16 May 2018

Burberry sets aim at Target

The luxury brand has launched a lawsuit against the US retailer for using its signature check


Burberry has filed against major US retail giant Target in a $8 million-plus trademark infringement and counterfeiting lawsuit. The luxury brand alleges the retail giant has indulged in “repeated, willful, and egregious misappropriation of Burberry’s famous and iconic check trademarks” and is selling “blatant reproductions” of Burberry’s world famous check mark. The suit claims this has been going on for over a year and Target has refused to stop.

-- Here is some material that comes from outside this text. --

PR #269, opened 2026-09-16
analyze: name the shape of the sched loss inside the folded window

josefbacik:
## What

`systing-analyze sched aggregate` reports the BPF side's dropped scheduler events as one number for the whole run (`meta.missed_sched_events`, the drop counter track's last value). A row that says "7 million events missed" cannot say whether the ring filled once for a second or steadily for the whole window, nor whether the recorder's own threads were starved of CPU while it happened — and those are different problems with different fixes (a ring-size or poll-latency question versus a scheduling one).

On the litmus test of confusion, Burberry states that even though “Target’s copycat scarves are of inferior quality, they are superficially indistinguishable from genuine Burberry scarves,” consumers are likely to be misled as to whether the “infringing products are either affiliated with, endorsed or authorized by, or somehow connected to Burberry, or that the infringing products sold and promoted by Target are genuine Burberry products.” Burberry states that Target’s history of collaborations with popular brands and designers makes this confusion likely. Target has responded it has “great respect for design rights” and is seeking to address the matter “in a reasonable manner.”

Cease and desist
Burberry says that early in 2017 Target began selling a number of “products bearing unauthorized copies of the Burberry check trademark,” including “eyewear, luggage, and water bottles.” In response, they sent the retailer with a cease and desist letter, alerting it of Burberry’s exclusive rights in the checkered pattern. This was ignored as several months later Target, as Burberry notes, “despite being aware of Burberry’s exclusive trademark rights” began offering a number of scarves for sale, bearing Burberry’s legally-protected check print. Burberry is seeking injunctive relief to bar Target from selling goods bearing Burberry’s checkered mark, and enhanced statutory damages of $2 million for each trademark that counterfeited and/or infringed, plus “profits, damages and fees, to the full extent available” and punitive damages stemming from Target’s particularly “egregious misappropriation.”